Existe una variante específicamente prusiana del puritanismo, que fue una de las doctrinas más influyentes en la sociedad alemana antes de 1933 y aún hoy desempeña cierto papel bajo la superficie. Está relacionada con el puritanismo clásico inglés, pero presenta algunos rasgos distintivos. Su profeta es Kant, no Calvino; su gran ejemplo, Federico, no Cromwell. Al igual que el inglés, el puritanismo prusiano exige austeridad, dignidad, abstinencia frente a los placeres de la vida, cumplimiento del deber, lealtad y honradez hasta la abnegación así como un rechazo del mundo rayano en la pesadumbre. Al igual que el puritano inglés, el prusiano tiene por principio no darles mucha paga a sus hijos y frunce el ceño ante los experimentos juveniles de éstos con el amor. Sin embargo, el puritanismo prusiano está secularizado. No sirve a Jehová ni se sacrifica por él, sino por el rey de Prusia. Sus distinciones y recompensas terrenales no consisten en obtener riquezas personales, sino en ocupar cargos de honor. Y lo que tal vez sea más importante: el puritanismo prusiano tiene una puerta trasera que conduce a la libertad y al descontrol, en la que está inscrita la palabra «Privado».
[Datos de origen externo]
PR #1073, opened 2020-12-25
chore: add explicit error for signin cancelation

jamesonwilliams:
During sign-in with the Cognito hosted web UI, a Chrome Custom tab will
pop up. The user may fill in their sign-in information. However, they
may also exit out of the tab, in which case the sign-in will be
cancelled.

The current behavior is to fire an exception on the onError callback
when this occurs. That exception looks like this:
```
AuthException{
  message=Sign in with web UI failed
  cause=[...mobile client...] AuthNavigationException{
    message=user cancelled
  }
  recoverySuggestion=See attached exception for more details
}
```

This commit updates the exception that gets returned, to something more
specific, that a user could catch explicitly:
```
ActionCancelledException{
  message=The user cancelled the sign-in attempt, so it did not complete.
  cause=[...mobile client...] AuthNavigationException {
    message=user cancelled
  }
  recoverySuggestion=To recover: catch this error, and show the sign-in screen again.
}
```

With this change, the caller may catch the cancellation exception in a
`when` block:
```kotlin
Amplify.Auth.signInWithWebUI(this, { /* result .. */ }, { error ->
    when (error) {
        is ActionCancelledException -> Log.w("TAG", "sign-in cancelled")
        else ->  Log.e("xx", "Login failed.", error)
    }
}
```

This commit also applies similar updates to the sign-out method.

Related: https://github.com/aws-amplify/amplify-ios/pull/982

### DIFF
--- a/core/src/main/java/com/amplifyframework/auth/AuthException.java
+++ b/core/src/main/java/com/amplifyframework/auth/AuthException.java
@@ -452,16 +452,16 @@ public class AuthException extends AmplifyException {
     /**
      * Could not complete an action because it was cancelled by the user.
      */
-    public static class ActionCancelledException extends AuthException {
+    public static class UserCancelledException extends AuthException {
         private static final long serialVersionUID = 1L;
 
         /**
-         * Constructs an {@link ActionCancelledException}.
+         * Constructs an {@link UserCancelledException}.
          * @param message Describes why the error has occurred
          * @param cause An underlying cause of the error
          * @param recoverySuggestion How to remedy the error, if possible
          */
-        public ActionCancelledException(String message, Throwable cause, String recoverySuggestion) {
+        public UserCancelledException(String message, Throwable cause, String recoverySuggestion) {
             super(message, cause, recoverySuggestion);
         }
     }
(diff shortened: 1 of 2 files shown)


core/src/main/java/com/amplifyframework/auth/AuthException.java
```diff
@@ -449,6 +449,23 @@ public FailedAttemptsLimitExceededException(Throwable cause) {
         }
     }
 
+    /**
+     * Could not complete an action because it was cancelled by the user.
+     */
+    public static class ActionCancelledException extends AuthException {
```
richardmcclellan, line 455: Maybe call this `UserCancelledException` instead?  That seems a little more clear to me, and also [matches iOS](https://github.com/aws-amplify/amplify-ios/blob/main/AmplifyPlugins/Auth/AWSCognitoAuthPlugin/Models/Error/AWSCognitoAuthError.swift#L69).

richardmcclellan (approved):

core/src/main/java/com/amplifyframework/auth/AuthException.java
jamesonwilliams: Done!

richardmcclellan (approved):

Es sabido que Federico el Grande, asceta sombrío y figura emblemática del puritanismo prusiano, en privado tocaba la flauta, componía versos y era un librepensador amigo de Voltaire. A lo largo de dos siglos casi todos sus discípulos, esos altos burócratas y oficiales prusianos de rostros fruncidos con severidad, venían comportándose de forma similar en su esfera más íntima. Al puritanismo prusiano le encanta la expresión «manos frías, corazón caliente». El puritano de Prusia es el inventor de esa extraña definición del carácter alemán basada en la siguiente división: «Como hombre le digo que..., pero como funcionario le digo que...». Hasta el día de hoy éste ha sido el fundamento de una situación que muchos extranjeros jamás llegan a comprender del todo y que consiste en que el conjunto de Prusia -y los Estados afines- parece ser y actuar siempre como una máquina voraz, cruel e inhumana, mientras qué, si le observa con más detenimiento, al visitar el país y tratar con prusianos y alemanes «en privado», la impresión que causan es a menudo verdaderamente agradable, humana, inocente y amable. Alemania lleva una doble vida como nación porque casi todos los alemanes lo hacen.
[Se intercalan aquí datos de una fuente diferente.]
PR #1076, opened 2020-12-30
[DO NOT MERGE] Bare Auth Plugin PoC

jamesonwilliams:
## What is this?

This is a proof-of-concept of a new auth plugin that is **not** built on
the AWS Mobile SDK. Instead, this plugin calls Cognito Identity Provider directly through a
low-level code-generated client. Specifically, this PoC uses the [V2 Java SDK](https://github.com/aws/aws-sdk-java-v2#aws-sdk-for-java-20), which _[kind of works](https://gist.github.com/jamesonwilliams/e5a78e09cbe6e81a5c0b1ccc7f1ff599#using-the-v2-aws-java-sdk-from-android)_ on Android.

## What's been implemented?
The PR includes **two new modules**:

1. `aws-auth`, a library module that implements a new subclass of `AuthPlugin` in Kotlin
2. `auth-sample-app`, a sample app that navigates a UI from sign-up to confirm-code to sign-in to done, calling the plugin functionalities as it goes along.

The PoC implements sign-up, confirmation with email code, and sign-in with
SRP_A. Aside from the Cognito interactions needed to fulfill SRP_A, this
PoC **does not include support for MFA** sign-in.

## Key Findings

A few findings from this exercise:

1. It's not that bad, really! >50% of our current implementation is truly just layers of meaningless garbage.
2. Frankly, _we don't even really need the Cognito IDP SDK_, and all of its cascading dependencies. We could just call the ~handful of Cognito APIs directly, like @borisirota does in his [JavaScript SRP client](https://github.com/borisirota/amazon-user-pool-srp-client).
3. SRP and hashing are hairy implementation details.
4. The system works like a state machine.

## Realizations for our Auth Design

The realization of point (4) is the biggest and supports @palpatim's focus on unidirectional flows.

Either:

1. We need an architecture to accommodate a variety of interrelated
flows, each of which can recycle implementation details, or

2. We should just make a lot of different little plugins. It might be easier
for the customer if they can just install a different plugin for
different auth flow, instead of trying to sell some grand, all-encompassing behemoth.

## Next Steps & Follow-up Experiments
0. Needs a little more thinking around how one state flows into the next. The challenge responses can go on for an arbitrary numbers of steps, and some of them may be customer-provided.
1. A lot of missing functionality. Resend/update passwords, device tracking, MFA, token refreshes, yikes.
2. There's a file called `AuthenticationHelper` that needs to be well-factored into other pieces.
3. I really think we can implement a slimmed down interface/impl pair that makes straight HTTP calls to Cognito. This PoC only uses four APIs: [`SignUp`](https://docs.aws.amazon.com/cognito-user-identity-pools/latest/APIReference/API_SignUp.html), [`ConfirmSignUp`](https://docs.aws.amazon.com/cognito-user-identity-pools/latest/APIReference/API_ConfirmSignUp.html), [`InitiateAuth`](https://docs.aws.amazon.com/cognito-user-identity-pools/latest/APIReference/API_InitiateAuth.html), [`RespondToAuthChallenge`](https://docs.aws.amazon.com/cognito-user-identity-pools/latest/APIReference/API_RespondToAuthChallenge.html). Why do we need the entire SDK dependency tree just for that? It could be done in 100-200 lines of `UrlHttpConnection` code, at a fraction of the code size.
4. Well, tests, duh.
5. Identify a contact in the Cognito who can support this project (we'll have questions.)
6. Find some SDEs in AWS Mobile who want to take this PoC and run with it.


palpatim:
Thanks for putting this together @jamesonwilliams! Responses below

---

> 1. It's not that bad, really! >50% of our current implementation is truly just layers of meaningless garbage.

I disagree with the characterization of the implementation as "meaningless garbage", simply because I've written my fair share of stuff that we needed at the time but that turned out to be the wrong thing in the long term. I wholeheartedly agree that there's an awful lot of this that's not useful to us now. :)

> 2. Frankly, _we don't even really need the Cognito IDP SDK_, and all of its cascading dependencies. We could just call the ~handful of Cognito APIs directly, like @borisirota does in his [JavaScript SRP client](https://github.com/borisirota/amazon-user-pool-srp-client).

Comments on this below.

> 3. SRP and hashing are hairy implementation details.

+1. I'll be interested to chat with you about some strategies we can use to get this right.

> 4. The system works like a state machine.
> 
> ## Realizations for our Auth Design
> The realization of point (4) is the biggest and supports @palpatim's focus on unidirectional flows.
> 
> Either:
> 
> 1. We need an architecture to accommodate a variety of interrelated
>    flows, each of which can recycle implementation details, or
> 2. We should just make a lot of different little plugins. It might be easier
>    for the customer if they can just install a different plugin for
>    different auth flow, instead of trying to sell some grand, all-encompassing behemoth.

Your second approach is interesting, and I hadn't considered it before--auth has been a monolith for so long that it hadn't occurred to me to split it apart. I'd want to gather some data on how often customer apps support different authentication types. The other concern is simplicity--making customers understand which plugin matches to which authentication scheme could be challenging. If we adopted this approach, I'd want to make sure we support client-side dependency configuration from the CLI so that we can automatically inject the appropriate plugin dependency declarations after the customer configures their Auth category during `amplify add auth`. Otherwise, we'd have to make customers go through a relatively unfamiliar process of mapping the choices they make during CLI config to our plugin names.


> ## Next Steps & Follow-up Experiments
> 1. Needs a little more thinking around how one state flows into the next. The challenge responses can go on for an arbitrary numbers of steps, and some of them may be customer-provided.

The state machine approach plays nicely with this. I've done some architecture prototyping to prove out the idea, and I'm optimistic about it.

> 2. A lot of missing functionality. Resend/update passwords, device tracking, MFA, token refreshes, yikes.

I'm always tempted to say "But we can add these in later," but in our hard-won experience, it's these edge cases and little bits of functionality that really throw us for a loop. I think you picked the right flow to prove the concept--we just need to prove it out by adding a meaningful representation of the little edge cases and unhappy paths.

> 3. There's a file called `AuthenticationHelper` that needs to be well-factored into other pieces.
> 4. I really think we can implement a slimmed down interface/impl pair that makes straight HTTP calls to Cognito. This PoC only uses four APIs: [`SignUp`](https://docs.aws.amazon.com/cognito-user-identity-pools/latest/APIReference/API_SignUp.html), [`ConfirmSignUp`](https://docs.aws.amazon.com/cognito-user-identity-pools/latest/APIReference/API_ConfirmSignUp.html), [`InitiateAuth`](https://docs.aws.amazon.com/cognito-user-identity-pools/latest/APIReference/API_InitiateAuth.html), [`RespondToAuthChallenge`](https://docs.aws.amazon.com/cognito-user-identity-pools/latest/APIReference/API_RespondToAuthChallenge.html). Why do we need the entire SDK dependency tree just for that? It could be done in 100-200 lines of `UrlHttpConnection` code, at a fraction of the code size.

This is going to need some thought. There's a pretty compelling argument that we should use common infrastructure to make calls to the code-generated SDK--common invocation patterns, automatically getting updated features & functionality upon new service releases, extended API surface to support additional functionality beyond what's exposed in the REST API. That said, Auth is a very special case, and it's reasonable to suggest that we want to get this as tuned as possible without bringing in those extra dependencies and call patterns.

---

Thanks again for putting this together! Looking forward to more in-depth discussions.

«En privado» mi padre era un apasionado conocedor y amante de la literatura. Tenía una biblioteca compuesta por unos diez mil volúmenes que fue ampliando hasta su muerte y que no sólo poseía, sino que también había leído. Los grandes nombres del siglo XIX europeo -Dickens y Thackeray, Balzac y Hugo, Turguéniev y Tólstoi, Raabe y Keller (por mencionar sólo a sus favoritos)- no eran para él meros nombres, sino conocidos íntimos con quienes había mantenido largos y apasionados debates mudos. Nunca mostraba mayor viveza en la conversación que cuando encontraba a alguien con quien reanudar estos debates en voz alta.
Ahora bien, la literatura es una extraña afición. Uno puede ser coleccionista de flores y cultivarlas «en privado» y de forma impune, tal vez incluso ser un experto en arte y en música, pero el trato diario con el intelecto vivo nunca se limita a lo «privado». Es fácil imaginar cómo un hombre que durante años ha recorrido todos los abismos y cumbres de la literatura y el pensamiento europeos «en privado», un día se vuelve sencillamente incapaz de ser un funcionario prusiano estrecho de miras, severo, meticuloso y fiel cumplidor de sus obligaciones. No así mi padre. Él continuó siéndolo.
Sebastian HAFFNER, Historia de un alemán, Destino, Barcelona, 2001.